Ich versuche den Controller mit dem PC „Windows Vista 32“, aber er bekommt keine Verbindung. Der Wireless Receiver wird im Gerätemanager angezeigt, aber er zeigt keine installierten Gamecontroller an. Die Synchronisation scheint zugehen. Nach der Synchronisation blinkt die Statusanzeige des Controller weiter „grüner Ring“. (keine XBOX vorhanden)

Ich habe mir bereits den aktuellen Treiber für Vista herunter geladen.

Synchronisation:
1. Xbox Guide Taste am Controller drücken: grüner Ring blinkt 
2. Verbinden-Schaltfläche auf dem Xbox 360 Wireless Gaming Receiver drücken (blinkt)
3. Drücken der Verbindungstaste auf dem Controller („Ring of Light“ auf dem Controller rotiert einmal und danach blinken alle 4 Lichter des Rings weiter)

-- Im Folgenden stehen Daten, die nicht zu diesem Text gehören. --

PR #5921, opened 2021-08-03
System and environment properties not overriding application.yml for logger configuration

David-16:
The original logging code putAlls the generated properties (those returned by getProperties(String)) first and then putAlls the raw properties (those returned by getProperties(String, RAW))

This causes properties set in application.yaml to override environment variables which violates expectations

This fix gets both properties and putAlls them in opposite order

Still working on a test (am getting environment issues when running locally); will update once I get it worked out

### DIFF
--- a/runtime/src/main/java/io/micronaut/logging/PropertiesLoggingLevelsConfigurer.java
+++ b/runtime/src/main/java/io/micronaut/logging/PropertiesLoggingLevelsConfigurer.java
@@ -80,9 +80,14 @@ final class PropertiesLoggingLevelsConfigurer implements ApplicationEventListene
     }
 
     private void configureLogLevels() {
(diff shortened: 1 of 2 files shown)


David-16:
Added test.  Confirmed test fails without the fix

David-16:
@jameskleeh Sorry to bother, but is there any action item waiting on my end in order to have this merged?

jameskleeh:
@David-16 No, however I'm not sure this should be merged. The generated properties can contain things that would not be considered normal package names and may cause issues. This also makes the assumption that generated properties have priority over the raw which could be problematic.

Edit: Nevermind - I misread the diff. This should be OK I think. I'll bring it up for discussion to make sure there are no concerns

PR #5925, opened 2021-08-05
Mark some jackson-related classes as internal

yawkat:
This PR makes some classes related to jackson-databind internal. Getting this into 3.0 will make it easier to replace jackson-databind without needing compatibility classes in the future.

Using github code search, I have verified that none of these classes are used in the micronaut-projects organization, outside of micronaut-core. Should someone rely on these classes not being internal, they will get a warning so they can either migrate away or notify us so that we can make them usable again.

@graemerocher : I mentioned most of these classes yesterday, but I added some more: The SPI property source loader implementations and ObjectNodeConvertibleValues.

### DIFF
--- a/http-server-netty/src/main/java/io/micronaut/http/server/netty/jackson/JsonViewCodecResolver.java
+++ b/http-server-netty/src/main/java/io/micronaut/http/server/netty/jackson/JsonViewCodecResolver.java
@@ -24,7 +24,7 @@ import io.micronaut.jackson.codec.JsonMediaTypeCodec;
  * @author graemerocher
  * @since 1.1
  */
-public interface JsonViewCodecResolver {
+interface JsonViewCodecResolver {
     /**
      * Resolves a {@link JsonMediaTypeCodec} for the view class (specified as the JsonView annotation value).
      * @param viewClass The view class
--- a/runtime/src/main/java/io/micronaut/jackson/bind/JacksonBeanPropertyBinder.java
+++ b/runtime/src/main/java/io/micronaut/jackson/bind/JacksonBeanPropertyBinder.java
@@ -51,7 +51,7 @@ import java.util.Set;
  */
 @Singleton
 @Primary
-public class JacksonBeanPropertyBinder implements BeanPropertyBinder {
+class JacksonBeanPropertyBinder implements BeanPropertyBinder {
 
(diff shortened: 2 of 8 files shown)


graemerocher (approved):

http-server-netty/src/main/java/io/micronaut/http/server/netty/jackson/JsonViewCodecResolver.java
```diff
@@ -24,6 +25,7 @@
  * @author graemerocher
  * @since 1.1
  */
+@Internal
 public interface JsonViewCodecResolver {
```
jameskleeh: This can just be made package private. The method is already package private so it wouldn't be feasible to use the interface in any meaningful way

runtime/src/main/java/io/micronaut/jackson/bind/JacksonBeanPropertyBinder.java
```diff
@@ -51,6 +52,7 @@
  */
 @Singleton
 @Primary
+@Internal
 public class JacksonBeanPropertyBinder implements BeanPropertyBinder {
```
jameskleeh: Same thing here. Make the class and its constructor package private

http-server-netty/src/main/java/io/micronaut/http/server/netty/jackson/JsonViewCodecResolver.java
yawkat: which method is package-private?

jameskleeh: Nevermind - confused it for a class. Still though I think we can make the class package private (not saying we shouldn't add @Internal)

graemerocher: it is an interface it is public

yawkat: in that case, I will also make the only implementation package-private. I assume `@Internal` is not required then either?

yawkat:
Build works locally on java 11, so probably a spurious failure?

PR #5936, opened 2021-08-06
Add generics aware `isAssignableFrom` to `Argument`

dstepanov:


core/src/main/java/io/micronaut/core/type/Argument.java
```diff
@@ -174,6 +174,37 @@ default boolean isAssignableFrom(@NonNull Class<?> candidateType) {
         return getType().isAssignableFrom(Objects.requireNonNull(candidateType, "Candidate type cannot be null"));
     }
 
+    /**
+     * Checks if the argument can be assigned to this argument.
+     * @param candidateArgument The candidate argument
+     * @return True if it is assignable from.
+     * @since 3.0.0
+     */
+    default boolean isAssignableFrom(@NonNull Argument candidateArgument) {
```
graemerocher: Should be `Argument<?>` with the wild card

core/src/main/java/io/micronaut/core/type/Argument.java
```diff
@@ -174,6 +174,37 @@ default boolean isAssignableFrom(@NonNull Class<?> candidateType) {
...
+            return candidateArgumentTypeParameters.length >= 0;
+        }
+        if (candidateArgumentTypeParameters.length == 0) {
+            // Wildcard
+            return false;
+        }
+        for (int i = 0; i < typeParameters.length; i++) {
+            Argument typeParameter = typeParameters[i];
+            Argument candidateArgumentTypeParameter = candidateArgumentTypeParameters[i];
+            if (!typeParameter.isAssignableFrom(candidateArgumentTypeParameter)) {
```
graemerocher, line 201: Do we need to check `isTypeVariable`?

graemerocher (changes requested):

core/src/main/java/io/micronaut/core/type/Argument.java
dstepanov: We know it's coming from the type parameters so I don't think so

core/src/main/java/io/micronaut/core/type/Argument.java
dstepanov: Added

PR #5939, opened 2021-08-06
Add utility method to convert `Annotation[]` to `Qualifier`

dstepanov:
Maybe the new method and `byAnnotation` should ignore any kind of annotation that isn't annotated with `@Qualifier`


graemerocher:
I'm not sure we should promote using `Annotation` as a type because it requires reflection get the members unless we only support `Annotation` instances created from `synthesize` (and a proxy interface to retrieve the values)

dstepanov:
I can have it in some internal utility class

PR #5942, opened 2021-08-06
Bump micronaut-openapi to 2.6.1

micronaut-build:


ilopmar:
Micronaut OpenAPI 2.5.0 wasn't included in any Micronaut version but it only contains some bug fixes and minor upgrades. Then 2.6.0 targeted Micronaut 3.0.x but it's compiled with Micronaut 2.5.x and it didn't contain any breaking change.

I discussed this with James and we agreed that this new 2.6.1 contains some important bug fixes and is compatible with Micronaut 2.5.x so it should be safe for users to upgrade to this even in a Micronaut patch version.

PR #5945, opened 2021-08-06
Provide unmatched MediaType extension from fileUpload

rawilder:
When a fileUpload has a contentType that doesn't have a matching MediaType, it will create a MediaType with only the contentType such that extension is defaulted to contentType.

This PR proposes checking the filename for an extension and providing it for use in creating the new MediaType if no match is found.

### DIFF
--- a/http/src/main/java/io/micronaut/http/MediaType.java
+++ b/http/src/main/java/io/micronaut/http/MediaType.java
@@ -469,6 +469,61 @@ public class MediaType implements CharSequence {
         this.strRepr = toString0();
     }
 
+    private static Optional<MediaType> optionalOf(String mediaType) {
+        switch (mediaType) {
+            case ALL:
+                return Optional.of(ALL_TYPE);
+            case APPLICATION_FORM_URLENCODED:
+                return Optional.of(APPLICATION_FORM_URLENCODED_TYPE);
+            case MULTIPART_FORM_DATA:
+                return Optional.of(MULTIPART_FORM_DATA_TYPE);
+            case TEXT_HTML:
+                return Optional.of(TEXT_HTML_TYPE);
+            case APPLICATION_XHTML:
+                return Optional.of(APPLICATION_XHTML_TYPE);
+            case APPLICATION_XML:
+                return Optional.of(APPLICATION_XML_TYPE);
+            case APPLICATION_JSON:
+                return Optional.of(APPLICATION_JSON_TYPE);
+            case APPLICATION_YAML:
+                return Optional.of(APPLICATION_YAML_TYPE);
+            case TEXT_XML:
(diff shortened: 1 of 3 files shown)


jameskleeh:
There is a `NameUtils.extension(filename)` method

jameskleeh:
There is also the `MediaType.forExtension` method

rawilder:
Let me take another look. I still think the idea here is right, but the methods you mentioned would be a much better choice than my rearrangement of the MediaType class. I think my mind on `forExtension` and `forFilename` went to "returns only what types are defined in the MediaType class" but upon further reading I see it references a `mime.types`. 

It still offers up the problem of to use contentType or filename. If contentType defaults to a generic MediaType  wouldn't we want to try filename instead? A kind of hierarchy and once we've tried both use the MediaType(name) constructor or MediaType(name, ext) if an `ext` exists.

http/src/main/java/io/micronaut/http/MediaType.java
```diff
@@ -274,7 +274,7 @@
      * PDF: application/pdf.
      */
     public static final MediaType APPLICATION_PDF_TYPE = new MediaType(APPLICATION_PDF);
-
```
rawilder, line 277: sneaky whitespace

http/src/main/java/io/micronaut/http/MediaType.java
```diff
@@ -817,27 +818,62 @@ public static MediaType forFilename(String filename) {
         return MediaType.TEXT_PLAIN_TYPE;
     }
 
+    /**
+     * Resolve the {@link MediaType} for the given media/content type text.
+     *
+     * @param mediaType The media/content type text
+     * @return An {@link Optional} of {@link MediaType}
+     */
+    public static Optional<MediaType> forMediaType(String mediaType) {
```
rawilder: Since the mime file has more definitions than the switch case, this can be utilized to access that file's definitions instead. I use it in the FileUpload implementations to make them keep using the browser provided file type.

http/src/main/java/io/micronaut/http/MediaType.java
```diff
@@ -850,7 +886,11 @@ public static MediaType forFilename(String filename) {
                 String[] tokens = formattedLine.split("\\|");
                 for (int i = 1; i < tokens.length; i++) {
                     String fileExtension = tokens[i].toLowerCase(Locale.ENGLISH);
-                    result.put(fileExtension, tokens[0]);
+                    if (keyedByExtension) {
```
rawilder: Have to rethink this since there can be multiple extensions per media type, can't just choose a random one.

jameskleeh:
Superseded by #6106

Zitat von der Microsoftseite:
„Wenn eine Verbindung hergestellt wird, wird das Ring of Light auf dem Controller gehellt bleiben und die Position angeben, an der der Controller angeschlossen ist.“ ????????


----------



## simme4ever (29. September 2007)

Also ich hatte das Problem auch und das war dann die Lösung:

Software nochmal deinstallieren,
Danach Vers. 1.1 installieren, (Receiver noch NICHT anstecken !!!!)
NEUSTART
Jetzt anstecken und schon sollte es klappen !!!

mfG simme4ever


----------



## Andy19 (30. September 2007)

simme4ever am 29.09.2007 20:57 schrieb:
			
		

> Also ich hatte das Problem auch und das war dann die Lösung:
> 
> Software nochmal deinstallieren,
> Danach Vers. 1.1 installieren, (Receiver noch NICHT anstecken !!!!)
> ...


Danke für die späte Antwort, aber ich mir jetzt die Version mit Kabel.
Ich denke aber, dass ich auch das versucht habe, was du mir geschrieben hast. Ohne Erfolg.


----------



## simme4ever (1. Oktober 2007)

Andy19 am 30.09.2007 15:49 schrieb:
			
		

> simme4ever am 29.09.2007 20:57 schrieb:
> 
> 
> 
> ...



Und funktioniert der wenigstens ordentlich ???
Dann tausch ich meinen auch um !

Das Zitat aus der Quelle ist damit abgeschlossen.